I ended up having more than five things for each list, especially the excited one, but tried to edit it down. This was a very vulnerable and personal conversation for me, which I think was possible because we’ve known each other so long at this point and Tim made it really easy and fun to open up. We discuss everything from open source to kids to my upcoming sabbatical.

Coincidentally, this was episode 713, which is the original area code for Houston! We didn’t plan that but I think that’s so cool. I’m also going to watch his episode with Kevin Rose who he’s also very close with, I always learn new stuff from those two.

Birthday Gift

It’s true, it’s true, I turn forty years old in ten days.

What do you get the guy who has everything?

I admit I’m not the easiest to shop for, I can be quite particular in my preferences of this cable versus that one, but the good news is the gift I most want for my 40th is something everyone can do.

I want you to blog.

Publish a post. About anything! It can be long or short, a photo or a video, maybe a quote or a link to something you found interesting. Don’t sweat it. Just blog. Share something you created, or amplify something you enjoyed. It doesn’t take much. The act of publishing will be a gift for you and me.

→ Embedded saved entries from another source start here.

PR #549, opened 2024-10-10
feat(core): add agent metadata property

Archento:
## Proposed Changes

Add metadata property to agent constructor.
The initial version will support metadata in the following form:
```python
class AgentGeolocation(BaseModel):
    latitude: float
    longitude: float
    radius: int

class AgentMetadata(BaseModel):
    geolocation: AgentGeolocation
```

Other metadata will be ignored which means the following agent will produce the respective output:
```python
agent = Agent(
    metadata={
        "geolocation": {
            "latitude": 52.507410,
            "longitude": 13.378240,
            "radius": 50,
        },
        "mobility": True,
        "useless_information": "This is a test",
    },
)
print(agent.metadata)
>>> {'geolocation': {'latitude': 52.50741, 'longitude': 13.37824, 'radius': 50}}
```

## Types of changes

- [ ] Documentation update.

## Checklist

### If applicable

- [x] I have checked that code coverage does not decrease

### DIFF
--- a/python/src/uagents/agent.py
+++ b/python/src/uagents/agent.py
@@ -21,7 +21,7 @@ import requests
 from cosmpy.aerial.client import LedgerClient
 from cosmpy.aerial.wallet import LocalWallet, PrivateKey
 from cosmpy.crypto.address import Address
-from pydantic import BaseModel, ValidationError
+from pydantic import ValidationError
 
 from uagents.asgi import ASGIServer
 from uagents.communication import Dispenser
@@ -57,6 +57,7 @@ from uagents.storage import KeyValueStore, get_or_create_private_keys
 from uagents.types import (
     AgentEndpoint,
     AgentInfo,
+    AgentMetadata,
     EventCallback,
     IntervalCallback,
     JsonStr,
@@ -513,7 +514,9 @@ class Agent(Sink):
         else:
             self._wallet_messaging_client = None
 
-    def _initialize_metadata(self, metadata: Optional[Dict[str, Any]]):
+    def _initialize_metadata(
+        self, metadata: Optional[Dict[str, Any]]
+    ) -> Dict[str, Any]:
         """
         Initialize the metadata for the agent.
 
@@ -521,18 +524,13 @@ class Agent(Sink):
         model ensures that the metadata is valid and complete.
 
         Args:
-            metadata (Dict[str, Any]): The metadata to include in the agent object.
+            metadata (Optional[Dict[str, Any]]): The metadata to include in the agent object.
+
+        Returns:
+            Dict[str, Any]: The filtered metadata.
         """
         if not metadata or "geolocation" not in metadata:
             return {}
-
-        class AgentGeolocation(BaseModel):
-            latitude: float
-            longitude: float
-            radius: int
-
-        class AgentMetadata(BaseModel):
-            geolocation: AgentGeolocation
 
         try:
             model = AgentMetadata.model_validate(metadata, strict=True)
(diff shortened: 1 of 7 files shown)


python/src/uagents/agent.py
```diff
@@ -508,6 +513,36 @@ def initialize_wallet_messaging(
...
+        The metadata is filtered to include only location-based metadata and the
+        model ensures that the metadata is valid and complete.
+
+        Args:
+            metadata (Dict[str, Any]): The metadata to include in the agent object.
+        """
+        if not metadata or "geolocation" not in metadata:
+            return {}
+
+        class AgentGeolocation(BaseModel):
```
Dacksus, line 529: We will definitely use this set (lat, lng, radius) more often at different places in the Agent. I like the idea of making it available in the `types.py`

python/src/uagents/agent.py
```diff
@@ -508,6 +513,36 @@ def initialize_wallet_messaging(
         else:
             self._wallet_messaging_client = None
 
+    def _initialize_metadata(self, metadata: Optional[Dict[str, Any]]):
```
jrriehl, line 516:
```suggestion
    def _initialize_metadata(self, metadata: Optional[Dict[str, Any]]) -> Dict[str, Any]
```

python/src/uagents/agent.py
```diff
@@ -508,6 +513,36 @@ def initialize_wallet_messaging(
...
+        """
+        Initialize the metadata for the agent.
+
+        The metadata is filtered to include only location-based metadata and the
+        model ensures that the metadata is valid and complete.
+
+        Args:
+            metadata (Dict[str, Any]): The metadata to include in the agent object.
+        """
```
jrriehl, line 525:
```suggestion
        Args:
            metadata (Dict[str, Any]): The metadata to include in the agent object.
        Returns:
            Dict[str, Any]: The filtered metadata.
        """
```

python/src/uagents/agent.py
Archento: done

python/src/uagents/types.py
```diff
@@ -55,6 +56,30 @@ class RestHandlerDetails(BaseModel):
...
+        float,
+        Field(strict=True, ge=-90, le=90, allow_inf_nan=False),
+    ]
+    longitude: Annotated[
+        float,
+        Field(strict=True, ge=-180, le=180, allow_inf_nan=False),
+    ]
+    radius: Annotated[
+        float,
+        Field(strict=True, ge=0, allow_inf_nan=False),
```
jrriehl, line 70: Might there be a case where infinite radius makes sense? Something entity that is available everywhere?

python/src/uagents/types.py
```diff
@@ -55,6 +56,30 @@ class RestHandlerDetails(BaseModel):
...
+    ] = 0
+
+    @field_serializer("latitude", "longitude")
+    def serialize_precision(self, val: float) -> float:
+        """Round the latitude and longitude to 6 decimal places."""
+        return float(f"{val:.6f}")
```
jrriehl, line 76: What's the reason for this?

jrriehl (commented):
Looks good overall! Just a minor comment and question.

python/src/uagents/types.py
Archento: I'd be restrictive for now and open this up once we see a use-case for it.
Right now there will potentially only be local scenarios and depending on the architecture we might introduce clusters that cover broader ranges. We can get back to this at the latest when we introduce polygonal zones :)

python/src/uagents/types.py
Archento: A precision of 6 digits after the comma equates to 10cm so I think that should be enough.
There is a funny [comparison](https://xkcd.com/2170/) from xkcd for that 😄

jrriehl (approved):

That’s what I want for my birthday. If you link to this post and use WordPress the Pingback system will notify me about your post and it will show up in the comment stream, but I’m okay even if you don’t use WordPress, just post something and send me a link. You can start a free site on Tumblr or get a domain that can be your home on the internet with WP.com.

You’ve got ten days! After the 11th I’ll close the comments and pingbacks on this post. But I’m so curious to read what people write.

That’s it! No wrapping paper or bows. Just blogs and blogs and blogs, each unique and beautiful in its own way. (Oh! And put $10 toward the Bay Lights so we can get the contributor number as high as possible.)